== Segment start ==
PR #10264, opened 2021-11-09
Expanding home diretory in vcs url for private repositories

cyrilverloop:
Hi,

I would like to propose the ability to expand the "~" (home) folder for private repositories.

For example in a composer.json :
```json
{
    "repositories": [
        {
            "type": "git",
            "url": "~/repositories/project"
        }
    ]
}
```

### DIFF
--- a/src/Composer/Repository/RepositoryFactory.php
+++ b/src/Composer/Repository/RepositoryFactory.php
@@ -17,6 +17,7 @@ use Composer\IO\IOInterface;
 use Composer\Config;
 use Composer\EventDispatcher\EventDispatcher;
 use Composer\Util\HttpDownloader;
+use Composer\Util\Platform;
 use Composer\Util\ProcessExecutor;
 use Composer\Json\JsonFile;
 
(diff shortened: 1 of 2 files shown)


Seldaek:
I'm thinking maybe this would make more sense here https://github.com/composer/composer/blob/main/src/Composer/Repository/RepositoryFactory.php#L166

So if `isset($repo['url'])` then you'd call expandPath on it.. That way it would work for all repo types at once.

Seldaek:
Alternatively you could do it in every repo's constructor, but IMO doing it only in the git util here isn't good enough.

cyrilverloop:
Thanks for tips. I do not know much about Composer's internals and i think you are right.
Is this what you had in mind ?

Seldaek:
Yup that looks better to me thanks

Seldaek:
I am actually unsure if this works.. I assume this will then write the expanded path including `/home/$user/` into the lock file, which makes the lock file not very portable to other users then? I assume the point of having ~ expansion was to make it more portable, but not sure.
== Segment end ==
== Segment start ==
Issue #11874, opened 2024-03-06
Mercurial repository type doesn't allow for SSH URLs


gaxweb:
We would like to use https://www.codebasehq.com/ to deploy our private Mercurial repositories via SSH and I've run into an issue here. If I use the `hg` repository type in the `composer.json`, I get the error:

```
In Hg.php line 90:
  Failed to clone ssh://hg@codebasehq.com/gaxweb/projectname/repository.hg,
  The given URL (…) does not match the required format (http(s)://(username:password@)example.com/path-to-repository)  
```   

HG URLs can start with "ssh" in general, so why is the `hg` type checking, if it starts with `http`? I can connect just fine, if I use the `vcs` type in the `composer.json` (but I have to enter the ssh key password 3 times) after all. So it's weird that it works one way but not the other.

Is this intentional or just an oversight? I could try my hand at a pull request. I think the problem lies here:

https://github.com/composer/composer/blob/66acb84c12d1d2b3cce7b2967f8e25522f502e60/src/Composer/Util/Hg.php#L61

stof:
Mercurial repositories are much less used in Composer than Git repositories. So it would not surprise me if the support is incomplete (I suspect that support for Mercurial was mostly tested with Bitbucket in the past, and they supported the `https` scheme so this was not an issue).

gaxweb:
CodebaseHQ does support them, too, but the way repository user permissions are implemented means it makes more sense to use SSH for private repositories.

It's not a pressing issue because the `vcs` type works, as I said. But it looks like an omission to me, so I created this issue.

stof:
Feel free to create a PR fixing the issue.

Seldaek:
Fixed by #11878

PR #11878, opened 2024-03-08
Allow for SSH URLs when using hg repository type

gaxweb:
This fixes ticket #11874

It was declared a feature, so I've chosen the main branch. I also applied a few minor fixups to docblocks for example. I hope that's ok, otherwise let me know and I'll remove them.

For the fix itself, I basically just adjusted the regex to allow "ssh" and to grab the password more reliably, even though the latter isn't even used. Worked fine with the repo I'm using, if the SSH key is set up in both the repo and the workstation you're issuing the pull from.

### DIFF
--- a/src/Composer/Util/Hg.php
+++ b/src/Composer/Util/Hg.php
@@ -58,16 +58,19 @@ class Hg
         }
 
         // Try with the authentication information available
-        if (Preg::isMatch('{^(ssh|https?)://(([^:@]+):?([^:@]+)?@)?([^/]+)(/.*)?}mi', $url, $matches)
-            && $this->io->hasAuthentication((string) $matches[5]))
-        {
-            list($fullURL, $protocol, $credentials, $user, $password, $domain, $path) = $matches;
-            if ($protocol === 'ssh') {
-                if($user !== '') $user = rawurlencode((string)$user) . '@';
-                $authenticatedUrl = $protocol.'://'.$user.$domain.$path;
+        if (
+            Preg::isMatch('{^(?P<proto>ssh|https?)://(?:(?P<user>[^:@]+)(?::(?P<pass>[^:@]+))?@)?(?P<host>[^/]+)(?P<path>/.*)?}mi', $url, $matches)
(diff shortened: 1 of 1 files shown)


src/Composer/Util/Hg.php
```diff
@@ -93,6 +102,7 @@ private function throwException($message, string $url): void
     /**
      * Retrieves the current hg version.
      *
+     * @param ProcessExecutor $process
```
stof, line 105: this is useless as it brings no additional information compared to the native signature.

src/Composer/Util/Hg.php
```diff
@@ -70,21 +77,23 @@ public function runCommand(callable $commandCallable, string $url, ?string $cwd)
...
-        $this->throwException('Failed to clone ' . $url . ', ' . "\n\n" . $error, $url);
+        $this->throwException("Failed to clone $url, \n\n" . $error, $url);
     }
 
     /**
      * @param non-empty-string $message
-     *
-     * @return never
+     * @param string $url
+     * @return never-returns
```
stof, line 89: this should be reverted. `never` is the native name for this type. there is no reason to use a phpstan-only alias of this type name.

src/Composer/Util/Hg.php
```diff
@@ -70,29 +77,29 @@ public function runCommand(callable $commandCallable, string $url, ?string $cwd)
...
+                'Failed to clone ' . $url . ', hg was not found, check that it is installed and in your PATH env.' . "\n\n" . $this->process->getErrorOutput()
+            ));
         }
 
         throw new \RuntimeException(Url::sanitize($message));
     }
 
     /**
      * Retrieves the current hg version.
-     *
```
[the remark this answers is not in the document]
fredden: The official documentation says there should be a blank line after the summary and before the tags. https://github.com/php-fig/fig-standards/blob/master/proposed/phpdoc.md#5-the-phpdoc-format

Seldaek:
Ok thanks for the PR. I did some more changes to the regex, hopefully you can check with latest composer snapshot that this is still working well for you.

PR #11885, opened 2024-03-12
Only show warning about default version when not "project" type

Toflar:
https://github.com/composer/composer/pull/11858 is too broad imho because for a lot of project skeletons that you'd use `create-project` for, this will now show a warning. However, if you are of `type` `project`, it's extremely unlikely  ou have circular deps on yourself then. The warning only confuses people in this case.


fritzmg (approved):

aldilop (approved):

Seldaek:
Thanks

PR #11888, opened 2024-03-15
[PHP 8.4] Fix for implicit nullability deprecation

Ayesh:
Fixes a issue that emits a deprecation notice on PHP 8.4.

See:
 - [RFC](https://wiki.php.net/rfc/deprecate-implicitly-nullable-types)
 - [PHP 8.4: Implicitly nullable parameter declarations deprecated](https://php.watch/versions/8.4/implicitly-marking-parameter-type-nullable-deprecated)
== Segment end ==
== Exercise aim ==
In the entries above, the lines between the one holding "PR #10264, opened 2021-11-09" and the one holding "I'm thinking maybe", inclusive, are to be printed exactly as written, and those alone.

== Result of this exercise ==
PR #10264, opened 2021-11-09
Expanding home diretory in vcs url for private repositories

cyrilverloop:
Hi,

I would like to propose the ability to expand the "~" (home) folder for private repositories.

For example in a composer.json :
```json
{
    "repositories": [
        {
            "type": "git",
            "url": "~/repositories/project"
        }
    ]
}
```

### DIFF
--- a/src/Composer/Repository/RepositoryFactory.php
+++ b/src/Composer/Repository/RepositoryFactory.php
@@ -17,6 +17,7 @@ use Composer\IO\IOInterface;
 use Composer\Config;
 use Composer\EventDispatcher\EventDispatcher;
 use Composer\Util\HttpDownloader;
+use Composer\Util\Platform;
 use Composer\Util\ProcessExecutor;
 use Composer\Json\JsonFile;
 
(diff shortened: 1 of 2 files shown)


Seldaek:
I'm thinking maybe this would make more sense here https://github.com/composer/composer/blob/main/src/Composer/Repository/RepositoryFactory.php#L166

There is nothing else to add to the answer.